Possiamo dire che la bontà di un guru è data dalla purezza della sua divulgazione? Sì, ma non solo. La sua purezza è data dal fatto che è una pecora vestita da pastore, è una pecora molto in gamba che è salita sul pulpito a condividere la sua pecoritudine. Il lupo travestito da pastore invece solitamente lo riconosci subito perché si appella alla vanità: le cosiddette vanity metrics di cui parlavo prima. Ovvero la misurazione dei like, delle visite, delle condivisioni, del fatturato, del potere… Pensa ai selfie di Bardolla o di quell’altro davanti alle Lamborghini.

Che sia una pecora o un lupo, il suo lavoro di pastore è davvero impegnativo e difficile. E allora per chi ho scritto questo post? Sono molto preoccupato per le pecore. Nei momenti di difficoltà, purtroppo, cercano ancora di più la protezione di un pastore. E mi piacerebbe che scegliessero con intelligenza e con dignità. Negli ultimi due anni vanno di moda libri pessimi sulla gestione del tempo, sulla persuasione, sulla PNL, con titoli sensazionalistici.

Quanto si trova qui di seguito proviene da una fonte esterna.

Issue #1244, opened 2016-06-07
JSON API for Trove Classifiers


dstufft:
Similar to #1241 but provide a JSON API, this will depend on figuring out a solution to #284.

PR #18574, opened 2025-08-20
feat: list_classifiers endpoint returns all classifiers

woodruffw:
This is a funky case: the `list_classifiers` API is from legacy PyPI. It used the `sorted_classifiers` API from `trove_classifiers`, but seemingly did so primarily because the concept of a "deprecated" classifier didn't exist at the time.

To accomodate deprecated classifiers, `trove_classifiers` added an `all_classifiers` API. However PyPI never switched to this API _here_, although it _did_ switch to it in the `warehouse classifiers sync` CLI:

https://github.com/pypi/warehouse/blob/bbcabd28a904dc8bc1508be48da4d69a3811a5fa/warehouse/cli/classifiers.py#L5

As a result, there's now a slight discrepancy between what PyPI accepts (all classifiers, including deprecated ones) and what PyPI advertises in this API (only non-deprecated classifiers). 

On a more practical note: I have no idea if this is worth changing/fixing 😅. It solves a very specific niche problem I have, but I think a very reasonable reaction to this PR would be "absolutely not."

CC @dstufft

### DIFF
--- a/tests/unit/legacy/api/test_pypi.py
+++ b/tests/unit/legacy/api/test_pypi.py
@@ -4,7 +4,7 @@ import pretend
 import pytest
 
 from pyramid.httpexceptions import HTTPBadRequest, HTTPMovedPermanently, HTTPNotFound
-from trove_classifiers import sorted_classifiers
+from trove_classifiers import all_classifiers
 
 from warehouse.legacy.api import pypi
 
@@ -61,7 +61,7 @@ def test_list_classifiers(db_request):
     resp = pypi.list_classifiers(db_request)
 
     assert resp.status_code == 200
-    assert resp.text == "\n".join(sorted_classifiers)
+    assert resp.text == "\n".join(all_classifiers)
 
 
 def test_search():
--- a/warehouse/legacy/api/pypi.py
+++ b/warehouse/legacy/api/pypi.py
@@ -2,7 +2,7 @@
 
 from pyramid.httpexceptions import HTTPGone, HTTPMovedPermanently, HTTPNotFound, HTTPOk
 from pyramid.view import forbidden_view_config, view_config
-from trove_classifiers import sorted_classifiers
+from trove_classifiers import all_classifiers
 
 from warehouse.classifiers.models import Classifier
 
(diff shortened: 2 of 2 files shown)


di:
I'm not 100% sure on why people are using this endpoint (is it to find classifiers to then search for? or valid classifiers to publish with?) but I think this might become confusing if we're not able to say that a given classifier is deprecated in the context of the response here.

Given https://github.com/pypi/warehouse/issues/1244, I think instead of making changes to the way this API works, we should probably just take this as an opportunity to turn it down instead.

It might be worth noting that the `/classifiers` view also does not include deprecated classifiers (namely, because we don't want people to use them): https://github.com/pypi/warehouse/blob/bbcabd28a904dc8bc1508be48da4d69a3811a5fa/warehouse/views.py#L347-L353

woodruffw:
> I'm not 100% sure on why people are using this endpoint (is it to find classifiers to then search for? or valid classifiers to publish with?) but I think this might become confusing if we're not able to say that a given classifier is deprecated in the context of the response here.

I'm not sure about other users, but in my case it was to get the exact "live" set of classifiers accepted by PyPI (deprecated or not). But this is a direct proxy for `trove_classifiers` anyways, so it arguably doesn't really accomplish anything on my part 😅 

> Given #1244, I think instead of making changes to the way this API works, we should probably just take this as an opportunity to turn it down instead.

Works for me! I'm curious if that endpoint sees any real traffic anyways, given that it's been undocumented for a long time.

di:
> accepted by PyPI

For what, upload or search?

woodruffw:
> > accepted by PyPI
> 
> For what, upload or search?

Upload only in my case.

di:
Since we don't accept deprecated classifiers for upload, what's the motivation for that? 

https://github.com/pypi/warehouse/blob/bbcabd28a904dc8bc1508be48da4d69a3811a5fa/warehouse/forklift/metadata.py#L174-L189

woodruffw:
> Since we don't accept deprecated classifiers for upload, what's the motivation for that?

...oh 😅. For some reason I thought deprecated classifiers were still accepted on upload, and I was working from my incorrect memory. 

This is all noise, then. Sorry!

PR #18583, opened 2025-08-22
fix: add non-breaking space to error codes in 403, 404, 410, and search result templates

### LINKED ISSUE #18552: Missing space between word "projects" and "for" in PyPI search results
**Describe the bug**
The search results page on pypi.org is missing a space in the header that describes the number of matches found. For example, it says:
*5,799 projectsfor "fastapi"*
It should say:
*5,799 projects for "fastapi"*

**To Reproduce**
Go to pypi.org and search for a term that has results.

**Additional context**
The bug can be easily corrected by adding a space before the word "for" at [line 147 (currently) in /warehouse/templates/search/results.html](https://github.com/pypi/warehouse/blob/52b9fd0a9296cf6ec1c7a7356ab75bc31f6be243/warehouse/templates/search/results.html#L147).

**Example 1: Bug**
Image

**Example 2: Where To Correct**
Image

hasansezertasan:
Still a draft; feedback very welcome 🙂

Closes #18552

### DIFF
--- a/warehouse/templates/403.html
+++ b/warehouse/templates/403.html
@@ -6,4 +6,4 @@
 {% block error_heading %}
   {% trans %}You don't have permission to view this page{% endtrans %}
 {% endblock %}
-{% block error_code %}403{% endblock %}
+{% block error_code %}&nbsp;403{% endblock %}
--- a/warehouse/templates/404.html
+++ b/warehouse/templates/404.html
@@ -6,7 +6,7 @@
 {% block error_heading %}
   {% trans %}We looked everywhere but couldn't find this page{% endtrans %}
 {% endblock %}
-{% block error_code %}404{% endblock %}
+{% block error_code %}&nbsp;404{% endblock %}
 {% block extra_css %}<link href="https://fonts.googleapis.com/css?family=Ewert" rel="stylesheet">{% endblock %}
 {% block easter_egg %}
   <div class="viewport-section viewport-section--ee">
--- a/warehouse/templates/410.html
+++ b/warehouse/templates/410.html
@@ -6,4 +6,4 @@
 {% block error_heading %}
   {% trans %}The page you are looking for has been removed{% endtrans %}
 {% endblock %}
-{% block error_code %}410{% endblock %}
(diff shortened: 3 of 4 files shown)


warehouse/templates/403.html
```diff
@@ -6,4 +6,4 @@
 {% block error_heading %}
   {% trans %}You don't have permission to view this page{% endtrans %}
 {% endblock %}
-{% block error_code %}403{% endblock %}
+{% block error_code %}&nbsp;403{% endblock %}
```
di: Probably makes more sense to add this once in the place where the block is used here: https://github.com/pypi/warehouse/blob/bbcabd28a904dc8bc1508be48da4d69a3811a5fa/warehouse/templates/error-base.html#L23-L25

hasansezertasan: Thank you @di for your quick review 🙏.

> Probably makes more sense to add this once in the place where the block is used here:

Definetly 👍. I already tried that and it didn't give a proper result. I tried several variations:

```html
<strong>{% trans %}Error code{% endtrans %}
  &nbsp;{% block error_code %}{% endblock %}
</strong>
```

```html
<strong>{% trans %}Error code{% endtrans %}&nbsp;
  {% block error_code %}{% endblock %}
</strong>
```

```html
<strong>{% trans %}Error code{% endtrans %}&nbsp;{% block error_code %}{% endblock %}
</strong>
```

The first two doesn't work as expected but the later works well. But then the `make reformat` (djlint) would turn it into:

```html
<strong>{% trans %}Error code{% endtrans %}&nbsp;
  {% block error_code %}{% endblock %}
</strong>
```

---

I think we need to decide on:

- Use the current implementation.
- Suppressing this behavior using djlint for that block.

I think the best way to go is this:

```html
{# djlint:off #}
<strong>{% trans %}Error code{% endtrans %}&nbsp;{% block error_code %}{% endblock %}</strong>
{# djlint:on #}
```

miketheman (approved):
Thanks, looks like it works!

hasansezertasan:
> Thanks, looks like it works!

Happy to hear this 😇.

Issue #8456, opened 2020-08-19
2FA bruteforce check


ewjoachim:
**What's the problem this feature will solve?**
Currently, there's a rate limiter on 2FA to avoid abuse, but an attacker patient enough can hope to correctly guess the code (>50% chance) in 3 months. There's no limit on the maximum number of failed tries before a protection measure is added. Having a 6 digits code can only be a thing if you can't bruteforce it, otherwise it's just a very weak code.

**Describe the solution you'd like**
A sufficient (to determine) number of failed 2FA tries should raise a protective measure (to determine).

**Additional context**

Un paio di settimane fa un guru che si è posizionato come esperto di growth hacking (ma non l’ha mai fatto in vita sua) ha segnalato un software di grafica in sconto. Dando una sfogliata ai commenti, penso che ne abbia venduto un centinaio. Cento pecore che hanno comprato un programma a 50 euro che non useranno mai. È questo il tipo di persuasione a cui ambite? Essere famosi come “esperti in” e vendere aria fritta a pecore bisognose?

Essere pecore sì ma con dignità

Quando qualcuno mi chiede la connessione LinkedIn, solitamente entro nel suo profilo e la prima cosa che faccio è guardare le sue Attività, cioè cosa commenta, cosa posta e cosa condivide. La maggior parte interagisce esclusivamente con questi simil-guru (validi e meno validi), posta solo una volta a settimana, anche ogni due settimane, post autocelebrativi/aziendali senza anima. In genere la pecora commenta e condivide per l’80-90% post di pastori, perché senza pastore non riuscirebbe a comunicare la propria identità.

Il lavoro del guru, sui social, diventa quindi quello di proiettare la propria identità sul gregge (penso sempre alla serie The Following, purtroppo rimasta incompleta per… carenza di pubblico, pensa un po’!) che, evidentemente, ha una crisi di identità. Non dico che domani non devi più condividere i meravigliosi meme di Veronica Gentili o i grafici di Neil Patel, che valgono davvero tanto, ma dico di farlo con la tua identità e di non provare a imitarli, facendo anche tu grafici e meme.

Dico che almeno una volta a settimana, su LinkedIn, forse è meglio scrivere un tuo pensiero reale, un tuo sentimento, una tua personalissima sinapsi. No?